1981
Volume 2, Issue 1-2
  • ISSN: 2050-9790
  • E-ISSN: 2050-9804

Abstract

Abstract

This article explores the ways in which musical, sonic, and more broadly sensory experiences of Berlin provide the ground for an ambivalent sense of civic belonging for a cadre of migrants affiliated with the city’s local electronic dance music scenes. Drawn from ethnographic fieldwork, the accounts of these ‘techno migrants’ articulate an identification with the local music scenes, the built environment of the city, its urban soundscapes, its pace of life, its low population-density, its socio-economic and multicultural mix, the attitudes and sartorial styles of its residents, and the palpable sense of both recent history and imminent future.

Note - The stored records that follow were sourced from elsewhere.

PR #1444, opened 2019-06-11
Renames `js-` css prefix to `govuk-js-`

aliuk2012:
Currently two components(character count & header) have `js-` interaction
hooks. Unfortunately we have found somes instances where other 3rd party js or
legacy js (govuk-elements etc) had some unexpected behaviour with
the components and in some cases raised js errors.

We decided as a team that we should instead namespace (using `govuk-js`)
these hooks so that we have confidence in the initialising and interaction of the components on a page with other scripts.

fixes https://github.com/alphagov/govuk-frontend/issues/1270

### DIFF
--- a/CHANGELOG.md
+++ b/CHANGELOG.md
@@ -4,6 +4,23 @@
 
 💥 Breaking changes:
 
+- Renamed css class names `js-character-count` and `js-header-toggle`
+
+  Fixes issues with govuk-fronted javascript clashing with govuk-template/govuk-element and potentially other third-party javascript libraries using `js-` class names as hooks.
+
+  HTML markup will only need to change if nunjucks macros are not being used.
+  Update it use `govuk-js-character-count` or `govuk-js-header-toggle`.
+
+  Eg. `<textarea class="govuk-textarea govuk-js-character-count"></textarea>`
+
+  if you have any custom JavaScript relying on either `js-character-count` or `js-header-toggle`, you will
+  need to update it use `govuk-js-character-count` or `govuk-js-header-toggle`.
+
+  Eg. `document.querySelectorAll('.govuk-js-character-count')`
+  Eg. `document.querySelectorAll('.govuk-js-header-toggle')`
+
+  ([PR #1444](https://github.com/alphagov/govuk-frontend/pull/1444))
+
 - Make radios and checkboxes components easier to link to from the error summary component
 
   You should check that clicking a link from the error summary to radios or checkboxes results in the first input being focused.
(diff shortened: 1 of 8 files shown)


CHANGELOG.md
```diff
@@ -4,6 +4,12 @@
 
 💥 Breaking changes:
 
+- Rename css class names prefixed with `js-` to `govuk-js-`
+
+  Fixes issues with govuk-fronted javascript clashing with govuk-template/govuk-element and potentially other third-party javascript libraries using `js-` class names as hooks.
```
nickcolley: How do people migrate?

kr8n3r:
does this change extend to the template? https://github.com/alphagov/govuk-frontend/blob/master/src/template.njk#L31

aliuk2012:
Hi @kr8n3r, 

No it doesn't,  the team decided that `js-enabled` was to widely used for styling components and we could not think of a use case were you would use 'js-enabled' as a hook to add interactions. 

As you pointed out with this line of code, if JavaScript fails or is disabled then 'js-enabled' would not be added to the `body` element and no JavaScript would run anyway.

nickcolley:
One big reason to avoid changing `js-enabled` is that it'd make it harder for users using GOV.UK Template with GOV.UK Frontend

CHANGELOG.md
```diff
@@ -8,6 +8,10 @@
 
   Fixes issues with govuk-fronted javascript clashing with govuk-template/govuk-element and potentially other third-party javascript libraries using `js-` class names as hooks.
 
+  if you have any custom JavaScript relying on any GOV.UK Frontend components having class name prefixed with `.js-`(eg. `.js-header-toggle`) class name then you will need to find and add `.govuk-js-` to it.
```
nickcolley: Could people confuse this advice and add `.govuk-js-` to `.js-enabled` sass?

I wonder since we have only two classes we just make it explicit on how to update specifically those classes...

aliuk2012: Thats a really good point. We are only updating two css classes. I've pushed up another commit that should address this problem and also add instructions for non-nunjuck usage.

CHANGELOG.md
```diff
@@ -4,6 +4,21 @@
...
+
+  Fixes issues with govuk-fronted javascript clashing with govuk-template/govuk-element and potentially other third-party javascript libraries using `js-` class names as hooks.
+
+  if you have any custom JavaScript relying on either `js-character-count` or `js-header-toggle`, you will
+  need to update it use `govuk-js-character-count` or `govuk-js-header-toggle`.
+
+  Eg. `document.querySelectorAll('.govuk-js-character-count')`
+  Eg. `document.querySelectorAll('.govuk-js-header-toggle')`
+
+  ([PR #1444](https://github.com/alphagov/govuk-frontend/pull/1444))
```
nickcolley: I think this should be below the next line.

Issue #1410, opened 2019-05-31
User focus was not taken to the error summary heading as expected in GOV.UK Frontend review application legacy pages


nickcolley:
This issue is from a May 2019 external accessibility audit report.

**WCAG Reference**: Usability feedback only, there is no WCAG related guidelines.
**Issue ID**: DAC_Issue26
**URL**: http://govuk-frontend-v3.herokuapp.com/full-page-examples/applicant-details
**Page**: Applicants details

## Screen Shot
![](https://user-images.githubusercontent.com/2445413/58715320-816dea80-83be-11e9-920d-7394b55b0509.png)

When an error was committed, user focus was not taken to the error summary heading as expected. Screen reader users were required to navigate the page to look for the information.

## Current Code Ref(s)
```html
<h2 class="heading-medium error-summary-heading" id="error-summary-heading-example-1"> There is a problem </h2>
```

## Screen reader comments
> “I committed an error and the error heading appeared on the page as expected. However, my focus was not taken to the error heading above the form. While using JAWS my focus was taken to the top of the page. With NVDA I landed on the first error field meaning I was situated below the error heading. While using VoiceOver for iPhone the page refreshed and my focus was taken to the top of the page. For VoiceOver with Mac, focus landed in the address sidebar. I would find it beneficial if my focus could land on the error heading consistently to ensure that users are immediately aware of the error.”

## Keyboard only comments
> “I found that when I made an error, my focus was not taken to the list of errors at the top of the form as is usually the case with GOV.UK services.”

## Solution
Ensure that keyboard focus is taken to the error summary when an error has been committed. This will enable users to quickly determine that an error has occurred and locate the skip links to jump to the error in question.

nickcolley:
I think this is because we did not include the JavaScript for GOV.UK Elements in this page, and this page includes the GOV.UK Elements version of the error summary component.

Potentially we can retest this when we have the Elements JavaScript running on this page: https://github.com/alphagov/govuk_elements/blob/master/assets/javascripts/application.js#L22

Or we could close this since it's not an issue in the GOV.UK Frontend codebase.

nickcolley:
Confirmed as fixed in a re-test by DAC on 7th October 2019

PR #1459, opened 2019-06-17
Fix legacy error summary component autofocus on full page examples

nickcolley:
This pull request:

1. Ensures legacy javascript is run on the legacy pages, regardless if the flag is set
2. Ensures legacy error summary works
3. Fixes images not being loaded for legacy pages

Fixes https://github.com/alphagov/govuk-frontend/issues/1410

### DIFF
--- a/app/views/full-page-examples/applicant-details/index.njk
+++ b/app/views/full-page-examples/applicant-details/index.njk
@@ -8,25 +8,13 @@ notes: >-
   known accessibility issues.
 ---
 
-{% extends "govuk_template_jinja/views/layouts/govuk_template.html" %}
+{% extends "legacy.njk" %}
 
 {% from "back-link/macro.njk" import govukBackLink %}
 {% from "date-input/macro.njk" import govukDateInput %}
 {% from "button/macro.njk" import govukButton %}
 
-{% set asset_path = "/vendor/govuk_template/" %}
-{% set homepage_url = "/" %}
 {% set page_title = "Applicant details" %}
-{% block page_title %}{{ "Error: " if errors }}{{ page_title }} - GOV.UK{% endblock %}
-
-{% block head %}
-  <!--[if !IE 8]><!-->
-    <link rel="stylesheet" href="/public/app-legacy.css">
-  <!--<![endif]-->
-  <!--[if IE 8]>
-    <link rel="stylesheet" href="/public/app-legacy-ie8.css">
-  <![endif]-->
-{% endblock %}
 
 {% block content %}
   <main id="content" role="main">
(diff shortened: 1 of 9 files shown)


36degrees:
Can you update the PR title so that it describes the changes?

app/views/full-page-examples/applicant-details/index.njk
```diff
@@ -38,7 +38,7 @@ notes: >-
         }) }}
 
        {% if errorSummary.length > 0 %}
-          <div class="error-summary" role="alert" aria-labelledby="error-summary-heading-example-1" tabindex="-1">
+          <div class="error-summary js-error-summary" role="alert" aria-labelledby="error-summary-heading-example-1" tabindex="-1">
```
36degrees: Would it make sense just to remove the extra check as it's not relevant in our review app?

(https://github.com/alphagov/govuk-frontend/pull/1459/files#diff-5c3d7cace66f0b0e3079ba612882dbfcR30)

app/views/full-page-examples/applicant-details/index.njk
```diff
@@ -135,6 +135,7 @@ notes: >-
 {% endblock %}
 
 {% block body_end %}
+  {% include "partials/legacyJavaScript.njk" %}
```
36degrees: Do you think it's worth exploring having a layout for legacy examples?

app/views/partials/legacyJavaScript.njk
```diff
@@ -0,0 +1,46 @@
...
+    GOVUK.primaryLinks.init()
+
+    var showHideContent = new GOVUK.ShowHideContent()
+    showHideContent.init()
+
+    GOVUK.stickAtTopWhenScrolling.init()
+    GOVUK.shimLinksWithButtonRole.init()
+
+    $(window).load(function () {
+      if ($('.js-error-summary').length) {
```
36degrees: Worth adding a comment to explain where this code came from, or putting it in the commit message?

app/views/full-page-examples/applicant-details/index.njk
nickcolley: Yeah we could definitely refactor the views in the demo apps...

36degrees: Non-blocking, happy to leave it for now if you think it makes sense 👍

app/views/full-page-examples/applicant-details/index.njk
nickcolley: Removed the check

app/views/full-page-examples/applicant-details/index.njk
nickcolley: Refactored it a bit, still more could do I imagine.

app/views/partials/legacyJavaScript.njk
nickcolley: Added a comment good shout

Issue #1401, opened 2019-05-31
Input Purpose not specified in GOV.UK Review application


nickcolley:
This issue is from a May 2019 external accessibility audit report.

**WCAG Reference**: [1.3.5 Identify Input Purpose (Level AA)](https://www.w3.org/WAI/WCAG21/Understanding/identify-input-purpose.html)
**Issue ID**: DAC_Issue17
**URL**: Global

## Summary

The autocomplete attribute had not been used on input fields where it was appropriate to do so

## Screen Shot
![](https://user-images.githubusercontent.com/2445413/58711135-c17c9f80-83b5-11e9-84e8-8f260d19a019.png)

The autocomplete attribute had not been used on input fields to enable users’ data to be ‘autofilled’ by the browser. This helps users to complete forms more quickly.

## Current Code Ref(s)
```html
<input class="govuk-input govuk-input--width-10" id="address-postcode" name="address-postcode" type="text">
```

## Cognitive user comments
> "When I was filling out some forms, I noticed that suggestions were not available. I like these as they make forms easy for me to complete.”

## Solution
Use the autocomplete attribute on text inputs to help users’ complete forms more quickly.
Please refer to the following source for a list of examples: https://www.w3.org/TR/WCAG21/#input-purposes

nickcolley:
I have given this a low priority since this is an issue in the review application and not GOV.UK Frontend, we give guidance on this in the design system website, this is something we can update quickly however.

nickcolley:
Confirmed as fixed in a re-test by DAC on 7th October 2019

PR #1461, opened 2019-06-17
Add input purposes to full page examples

nickcolley:
Fixes https://github.com/alphagov/govuk-frontend/issues/1401

### DIFF
--- a/app/views/full-page-examples/what-is-your-address/index.njk
+++ b/app/views/full-page-examples/what-is-your-address/index.njk
@@ -54,7 +54,8 @@ scenario: >-
             id: "address-line-1",
             name: "address-line-1",
             value: values["address-line-1"],
-            errorMessage: errors["address-line-1"]
+            errorMessage: errors["address-line-1"],
+            autocomplete: "address-line1"
           }) }}
 
           {{ govukInput({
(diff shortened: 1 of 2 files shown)


app/views/full-page-examples/what-is-your-address/index.njk
```diff
@@ -97,7 +99,8 @@ scenario: >-
             id: "address-postcode",
             name: "address-postcode",
             value: values["address-postcode"],
-            errorMessage: errors["address-postcode"]
+            errorMessage: errors["address-postcode"],
+            autocomplete: "postcode"
```
aliuk2012: Shouldn't this be `postal-code`?

app/views/full-page-examples/what-is-your-postcode/index.njk
```diff
@@ -46,7 +46,8 @@ scenario: >-
       id: "address-postcode",
       name: "address-postcode",
       autocomplete: "postal-code",
-      errorMessage: errors["address-postcode"]
+      errorMessage: errors["address-postcode"],
+      autocomplete: "postcode"
```
aliuk2012: I don't think this is needed because on line 48 there is already an autocomplete declaration.

PR #1468, opened 2019-06-21
Namespace the assets

aliuk2012:


aliuk2012:
We decided not to do this change for the following reasons:

- We don't know its an actual issue that users are experiencing
- We would need to add further guidance on how to update
- It shouldn't be a problem as users can update the sass variables to include `govuk` if they do run into difficulties.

The affective dimensions of these identifications provide a means of sustaining a fantasy of belonging to a place where one remains foreign, relying on immersion in and identification with the city’s atmospheres to hold in abeyance the alienating aspects of migration. Thus, the feeling of being ‘at home’ in Berlin stands in for other modes of civic belonging (e.g., legal, ethnic, cultural) to which techno-migrants have limited or obstructed access. These musical migrants seem to engage in a form of ‘affective citizenship’ (Berlant 1997; Jones 2001; Mookherjee 2005), where a sense of belonging is sustained through affective experiences that index belonging, sometimes regardless of whether such belonging has juridical or social recognition.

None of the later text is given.